Some plan sponsors and service providers were
concerned about question 30 regarding brokerage windows and other arrangements
that enable plan participants and beneficiaries to select investments beyond
those designated by the plan (see “DOL’s
Answer in Fee Disclosure Guidance ‘Surprising’”).
Jason Roberts, CEO of Pension Resource Institute and
managing partner at Roberts Elliott LLP, told PLANADVISER that some in
the industry thought the DOL had essentially created a rule through Field
Assistance Bulletin 2012-02. The revised FAB seems to provide some relief for
plan fiduciaries concerned about the original guidance.
“While the original FAB 2012-02 would essentially
have created new law—imposing unreasonable requirements on employers that
provide mutual fund windows and brokerage windows as investment options in
their 401(k) plans—the revised FAB … takes a much more practical approach,”

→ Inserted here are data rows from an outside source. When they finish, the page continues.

Issue #99, opened 2016-11-17
Workers are configured to speak to a single manager in a HA setup


DavidHuie:
I've configured Kismatic to configure a multi-master Kubernetes cluster. After inspecting the kubeconfig configuration on each worker, I noticed that the workers are configured to only speak to the apiserver on first manager node I have listed in kismatic-cluster.yml. I did provide `load_balanced_fqdn` and `load_balanced_short_name` in kismatic-cluster.yml for my manangers, so that's what I expect them to talk to.

DavidHuie:
I did some more digging around. kube-proxy on the managers & workers also points to a single manager. On the masters, kube-controller-manager & kube-scheduler point towards a single master as well.

PR #100, opened 2016-11-17
Use apiserver load balancer in all k8s components

DavidHuie:
Addresses #99 

Without using apiserver master load balancer, the cluster isn't
actually high availability since all components have a hard dependency
on the only just the first configured master. This change makes it so
that kubelets, kube-schedulers, kube-proxies, &
kube-controller-managers talk to the apiserver load balancer.

This change has been verified on the Kismatic provisioned cluster that I manage.


dkoshkin:
Thanks for the PR, I've used what you had and added an integration test to cover this issue.

PR #336, opened 2017-02-27
Don’t install docker if its already running

### LINKED ISSUE #330: Upgrades: Docker engine should not be installed if it already exists
After an upgrade 2 docker-engine packages are installed `kismatic-docker-engine` and `docker-engine`, the underlying docker-engine versions is the same for both.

said Lynn Dudley, American Benefits Council senior vice president of policy, in
a statement.
American Benefits Council said the revised FAB
eliminates several significant fiduciary requirements that were not provided
under current law but had been included under question 30 of the FAB as
originally drafted—including requirements that a plan must have “a manageable
number of investment alternatives,” monitor for “significant investment through
a brokerage window” and provide participant disclosures for any investment
selected through a brokerage window by at least 1% of participants to qualify
for the safe harbor test.
“In the short term, this [revised FAB] certainly addresses the issues the
Department of Labor created,” said Bradford Campbell, counsel, Drinker Biddle
& Reath LLP’s Employee Benefits & Executive Compensation Practice
Group, and EBSA’s former assistant secretary of labor. “They stopped trying to
write regulatory language into a guidance document.”
However, Campbell said he is still concerned about
one sentence in the revised FAB: “Nonetheless, in the case of a 401(k) or other
individual account plan covered under the regulation, a plan fiduciary's
failure to designate investment alternatives, for example, to avoid investment
disclosures under the regulation, raises questions under ERISA section 404(a)'s
general statutory fiduciary duties of prudence and loyalty" (see "DOL
Issues Clarification to Participant Fee Disclosure Guidance").

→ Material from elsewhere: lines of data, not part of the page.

PR #337, opened 2017-02-27
Add partial flag to the upgrades command

### LINKED ISSUE #257: Introduce partial flag
The partial flag would allow for either upgrade -- online or offline -- to apply the upgrade to the nodes that did not report a problem (unreadiness for offline upgrades, unreadiness/unsafety for online upgrades).

After applying upgrades, a report of which nodes that couldn't be upgraded will be delivered prior to exiting.

alexbrand:
Fixes #257

### DIFF
--- a/pkg/cli/upgrade.go
+++ b/pkg/cli/upgrade.go
@@ -39,7 +39,7 @@ func NewCmdUpgrade(out io.Writer) *cobra.Command {
 	cmd.PersistentFlags().StringVarP(&opts.outputFormat, "output", "o", "simple", "installation output format (options \"simple\"|\"raw\")")
 	cmd.PersistentFlags().BoolVar(&opts.skipPreflight, "skip-preflight", false, "skip upgrade pre-flight checks")
 	cmd.PersistentFlags().BoolVar(&opts.restartServices, "restart-services", false, "force restart cluster services (Use with care)")
-	cmd.PersistentFlags().BoolVar(&opts.partialAllowed, "partial-ok", false, "")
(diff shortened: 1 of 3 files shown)


pkg/cli/upgrade.go
```diff
@@ -38,6 +39,7 @@ func NewCmdUpgrade(out io.Writer) *cobra.Command {
 	cmd.PersistentFlags().StringVarP(&opts.outputFormat, "output", "o", "simple", "installation output format (options \"simple\"|\"raw\")")
 	cmd.PersistentFlags().BoolVar(&opts.skipPreflight, "skip-preflight", false, "skip upgrade pre-flight checks")
 	cmd.PersistentFlags().BoolVar(&opts.restartServices, "restart-services", false, "force restart cluster services (Use with care)")
+	cmd.PersistentFlags().BoolVar(&opts.partialAllowed, "partial-ok", false, "")
```
dkoshkin: Doe's this flag do anything in `offline` mode?

dkoshkin: Nvm `unreadyNodes` for those that fail the preflight.

pkg/cli/upgrade.go
```diff
@@ -163,38 +165,93 @@ func doUpgrade(out io.Writer, opts *upgradeOpts) error {
...
 			}
 		}
-		if foundErrs {
+		// If we found any unsafe nodes, and we are not doing a partial upgrade, exit.
+		if len(unsafeNodes) > 0 && !opts.partialAllowed {
 			return errors.New("Unable to perform an online upgrade due to the unsafe conditions detected.")
 		}
+		// Block the upgrade if partial is allowed but there is an etcd or master node
+		// that cannot be upgraded
+		if opts.partialAllowed {
```
dkoshkin: So we will only attempt a partial upgrade if all `master` and `etcd` nodes can be upgraded, got it.

PR #338, opened 2017-02-27
Move downloading docker images before stopping service

dkoshkin:
As recommended in the Calico [docs](http://docs.projectcalico.org/v2.0/getting-started/kubernetes/upgrade) pulling images before stopping the service.

Also doing the same for the k8s control-plane.

### DIFF
--- a/ansible/_calico.yaml
+++ b/ansible/_calico.yaml
@@ -9,6 +9,13 @@
       - group_vars/all.yaml
 
     pre_tasks:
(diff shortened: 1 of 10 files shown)


alexbrand:
LGTM 

Related: what does this mean for the case where there is no internet access?

dkoshkin:
It will pull from the provided registry, because we are upgrading that in the prior step `Upgrade Docker Registry` should be fine.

This sentence suggests that an entire plan
design—a brokerage window-only design—may not be appropriate according to the
DOL, Campbell said. He added that the original regulation did not require a
plan to have a certain number of designated investment alternatives (DIAs), but
the FAB suggests that if a plan does not, it raises fiduciary questions.

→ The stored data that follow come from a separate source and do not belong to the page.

PR #342, opened 2017-02-28
Support pre-release version information in version

### LINKED ISSUE #340: Upgrades: Support semver pre-release version identifiers
The current version parsing code does not support pre-release version information. Add support for this following the semver.org guidelines.

alexbrand:
Fixes #340

### DIFF
--- a/pkg/install/about.go
+++ b/pkg/install/about.go
@@ -2,85 +2,59 @@ package install
 
 import (
 	"fmt"
-	"regexp"
-	"strconv"
-	"strings"
 
 	"github.com/apprenda/kismatic/pkg/ssh"
+	"github.com/blang/semver"
 )
 
-type KismaticInfo struct {
-	ShortVersion Version
-	BuildNumber  string
-}
-
-type Version struct {
-	Major int
-	Minor int
-	Patch int
-}
-
+// ClusterVersion contains version information about the cluster
 type ClusterVersion struct {
-	EarliestVersion Version
-	LatestVersion   Version
+	EarliestVersion semver.Version
+	LatestVersion   semver.Version
 	IsTransitioning bool
 	Nodes           []ListableNode
 }
 
+// ListableNode contains version and role information about a given node
 type ListableNode struct {
 	Node    Node
 	Roles   []string
-	Version Version
+	Version semver.Version
 }
 
-var AboutKismatic KismaticInfo
+// AboutKismatic contains the version information of the currently running binary
+var AboutKismatic semver.Version
 
-// Takes a version in form "v{short version}-{changeset number}-{changeset ID}[-{dirtyflag}]"
-func SetVersion(polyVersion string) {
-	re := regexp.MustCompile("v([^-]+)-([^-]+)-([^-]+)-?([^-]+)")
-	matches := re.FindStringSubmatch(polyVersion)
-	if len(matches) > 2 {
-		ver := parseVersion(matches[1])
-		AboutKismatic = KismaticInfo{ver, matches[2]}
-	} else {
-		fmt.Printf("Could not parse %v", polyVersion)
+// SetVersion parses the given version, and sets it as the global version of the binary
+func SetVersion(v string) {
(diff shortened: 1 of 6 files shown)


pkg/install/about.go
```diff
@@ -2,85 +2,151 @@ package install
...
+	this := AboutKismatic
 	return this.isNewerThan(that)
 }
 
-// Returns true if that is older than this; this > that
 func (this Version) isNewerThan(that Version) bool {
 	if this.Major > that.Major ||
 		this.Minor > that.Minor ||
 		this.Patch > that.Patch {
 		return true
```
dkoshkin: Is this valid? ex.
```
this=1.2.3
that=1.3.0
1 > 1 false
2 > 3 false
3 > 0 true

so false or false or true == true > 1.2.3 isNewerThan 1.3.0 >> but it shoudlnt be
```

pkg/install/about.go
```diff
@@ -2,85 +2,151 @@ package install
...
 	}
+	// From semver: When major, minor, and patch are equal, a pre-release version has lower precedence than a normal version
+	if this.PreRelease == "" && that.PreRelease != "" {
```
dkoshkin: We aren't checking if major, minor and patch versions are equal before this so.
```
this=1.2.3 
that=1.3.0-alpha

1.2.3 isNewerThan 1.3.0-alpha
```

pkg/install/about.go
```diff
@@ -2,85 +2,151 @@ package install
...
+	thisPreRelIdentifiers := strings.Split(this.PreRelease, ".")
+	thatPreRelIdentifiers := strings.Split(that.PreRelease, ".")
+
+	for i := range thisPreRelIdentifiers {
+		thisPre := thisPreRelIdentifiers[i]
+		// from semver: A larger set of pre-release fields has a higher
+		// precedence than a smaller set, if all of the preceding identifiers are equal
+		if i > len(thatPreRelIdentifiers)-1 {
+			return true
+		}
```
dkoshkin: What is this doing, seems like its checking the version number to the length of `that` pre-release tags?

pkg/install/about.go
```diff
@@ -2,85 +2,151 @@ package install
...
+	}
 	return false
 }
 
-func parseVersion(versionString string) Version {
+func isNumericIdentifier(s string) bool {
+	if _, err := strconv.Atoi(s); err != nil {
+		return false
+	}
+	if s[0] == '0' {
```
dkoshkin: Why is `0` not numeric?

pkg/install/about.go
```diff
@@ -2,85 +2,174 @@ package install
...
 
-// Returns true if that is older than this; this > that
 func (this Version) isNewerThan(that Version) bool {
-	if this.Major > that.Major ||
-		this.Minor > that.Minor ||
-		this.Patch > that.Patch {
+	if this.Major > that.Major {
+		return true
+	}
+	if this.Major > that.Major && this.Minor > that.Minor {
```
dkoshkin: Should this be `if this.Major == that.Major && this.Minor > that.Minor`?

pkg/install/about.go
```diff
@@ -2,85 +2,174 @@ package install
...
+		return true
+	}
+	if this.Major > that.Major && this.Minor > that.Minor && this.Patch > that.Patch {
```
dkoshkin: `this.Major == that.Major && this.Minor == that.Minor && this.Patch > that.Patch`

pkg/install/about.go
```diff
@@ -2,85 +2,174 @@ package install
...
+		return true
+	}
+	// If the above checks failed, and none of the versions have pre-release, there
+	// is nothing else to check
+	if this.PreRelease == "" && that.PreRelease == "" {
```
dkoshkin: `(this.PreRelease == "" && that.PreRelease == "") or  this.PreRelease == that.PreRelease` looks like this is needed for the next 2 checks to work correctly

dkoshkin:
LGTM!

PR #345, opened 2017-03-01
Rename task, always remove old unit files

dkoshkin:
* Rename task to make it clearer what it does
* Always remove old systemd files, this task is safe to run even if the file doesn't exist so a check is not required


alexbrand:
LGTM

PR #349, opened 2017-03-01
Static Pods and Upgrades

dkoshkin:


alexbrand:
Boom! Fixes #upgrades :)

PR #366, opened 2017-03-02
Run kube dashboard with 2 replicas

### LINKED ISSUE #352: HA deployment for Dashboard
Currently, the dashboard is deployed with a single replica on the cluster.

In order to support an online upgrade, the Dashboard must be running with more than one replica.

dkoshkin:
Fixes #352 

Deploy the kubernetes dashboard with 2 replicas, on a single worker the replica count will be 1

### DIFF
--- a/integration/install.go
+++ b/integration/install.go
@@ -43,8 +43,8 @@ func installKismaticMini(node NodeDeets, sshKey string) error {
 		Worker:                   []NodeDeets{node},
 		Ingress:                  []NodeDeets{node},
 		Storage:                  []NodeDeets{node},
-		MasterNodeFQDN:           node.Hostname,
-		MasterNodeShortName:      node.Hostname,
+		MasterNodeFQDN:           node.PublicIP,
+		MasterNodeShortName:      node.PublicIP,
 		SSHKeyFile:               sshKey,
 		SSHUser:                  sshUser,
 		AllowPackageInstallation: true,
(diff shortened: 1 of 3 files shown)


integration/install_test.go
```diff
@@ -124,6 +124,9 @@ var _ = Describe("kismatic", func() {
 					installOpts := installOptions{allowPackageInstallation: true}
 					err := installKismatic(nodes, installOpts, sshKey)
 					Expect(err).ToNot(HaveOccurred())
+					By("Trying to access the Dashboard")
```
alexbrand: I'd like to figure out a way for us to write individual specs for these, instead of asserting multiple things in the same spec.

dkoshkin: Sounds reasonable, I will hold off on merging

alexbrand:
Can you add a comment similar to this one in the test?
```
// This spec will be used for testing non-destructive kismatic features on
// an upgraded cluster.
// This spec is open to modification when new assertions have to be made
```
I just want to make sure we know which test is the one we should use for this.

integration/install.go
```diff
@@ -43,8 +43,8 @@ func installKismaticMini(node NodeDeets, sshKey string) error {
 		Worker:                   []NodeDeets{node},
 		Ingress:                  []NodeDeets{node},
 		Storage:                  []NodeDeets{node},
-		MasterNodeFQDN:           node.Hostname,
-		MasterNodeShortName:      node.Hostname,
+		MasterNodeFQDN:           node.PublicIP,
```
alexbrand: Curious about the reason for this change, and how/if it affects other tests.

dkoshkin: This was to be able to access the dashboard from the CI machine, since the local hostname isn't available outside the cluster.

IMO this should have been the external address all along since we would want the nodes accessible outside the cluster.

alexbrand:
LGTM. Not sure if we need a better run for merging though.

PR #368, opened 2017-03-03
Update kube-dns rc to deployment

### LINKED ISSUE #351: HA deployment for cluster DNS
Currently, we deploy kube-dns as a replication controller with a single replica. In order to support an online upgrade, DNS must have more than one replica running on the cluster.

- [x] Investigate community recommendations when it comes to multiple kube-dns pods running
- [x] Move kube-dns to a Kubernetes deployment if it makes sense
- [x] Increase replica count of kube-dns deployment

dkoshkin:
Fixes #351 

Update kube-dns yaml file to a k8s deployment similar to https://github.com/kubernetes/kubernetes/blob/release-1.5/cluster/addons/dns/skydns-rc.yaml.base

There is no image version changes.

### DIFF
--- a/ansible/group_vars/all.yaml
+++ b/ansible/group_vars/all.yaml
@@ -113,6 +113,7 @@ docker_certificates_group: root
 kubernetes_master_apiserver_count: "{{ groups['master'] | length }}"
 kubernetes_master_ip: https://{{ kubernetes_load_balanced_fqdn }}:{{ kubernetes_master_secure_port }}
 kubernetes_schedulable: "{% if 'worker' in group_names %}true{% else %}false{% endif %}"
+kube_dns_replicas: "{{ [2, groups['worker'] | length] | min }}"
 # kubernetes certificate config
 kubernetes_certificates_ca_file_name: ca.pem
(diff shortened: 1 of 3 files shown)


dkoshkin:
Running DNS with multiple replicas is supported in the community, in fact there is a DNS [autoscaler](https://github.com/kubernetes/kubernetes/tree/master/cluster/addons/dns-horizontal-autoscaler) that is just a k8s deployment, I dont think KET should install this as this will be better left to the operator. 

It is also safe for the operator to manually scale replicas up and down based on the load.

alexbrand:
Would having 100 DNS pods on a cluster with 100 worker nodes be detrimental to performance?

alexbrand:
I misread the change. LGTM!

alexbrand:
Although it would be good to know why the healthz endpoint changed.

dkoshkin:
Found the [issue](https://github.com/kubernetes/kubernetes/issues/30633) related to the health endpoint.

Looks like the way we had it was a bug and it should have been this way all along since it was merged in back in August of last year.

“With respect to a plan that has a robust menu and
a brokerage window, I don’t think anything has changed,” he said, but brokerage
window-only plans could run into trouble in the future. This may be DOL’s
“warning shot,” he noted.
Roberts agrees that the DOL may be more closely
monitoring these types of plans. “It tells me they’re going to look into the
decisions made around those options,” he said.